(Available data)
PR #2416, opened 2019-08-06
Support required arguments with default values [fixes #2356]

### LINKED ISSUE #2356: Support required arguments with default values
The GraphQL spec has [for some time supported required arguments with default values](https://github.com/graphql/graphql-js/pull/1274), however graphql-ruby (1.9) appears not to support this

```ruby
argument :id, ID, required: true, default_value: "123"
```
results in the schema compilation error:
`Query is invalid: field "account" argument "id" Variable id of type "ID!" is required and will not use the default value. Perhaps you meant to use type "ID".`

This seems like a very legitimate use case to me, a less contrived example:
```ruby
argument :hideDisabledAccounts, Boolean, required: true, default_value: false
# vs
argument :hideDisabledAccounts, Boolean, required: false
```
As Rubyists we understand that nil is false-y, so the behaviour here is roughly the same, but from the outside (and the inside) the 1st definition's behaviour seems to me much clearer than the 2nd, in the case where no value is provided.

References:
[This behaviour being requested in GraphQL reference implementation, and delivered](https://github.com/graphql/graphql-js/issues/1405)
[Merged spec change which adds "Non-null arguments and input object fields are no longer required to be provided a value/variable if that argument also supplies a default value."](https://github.com/graphql/graphql-spec/pull/418)

modosc:


modosc:
it looks like the failing specs are just order changes in the serialized hash:
```
-"{:required_with_default_arg=>1, :renamed=>\"x\"}"
+"{:renamed=>\"x\", :required_with_default_arg=>1}"
```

(Exercise prompt) Every line in the listing that holds the string "hideDisabledAccounts" should be copied out.

(Answer)
argument :hideDisabledAccounts, Boolean, required: true, default_value: false
argument :hideDisabledAccounts, Boolean, required: false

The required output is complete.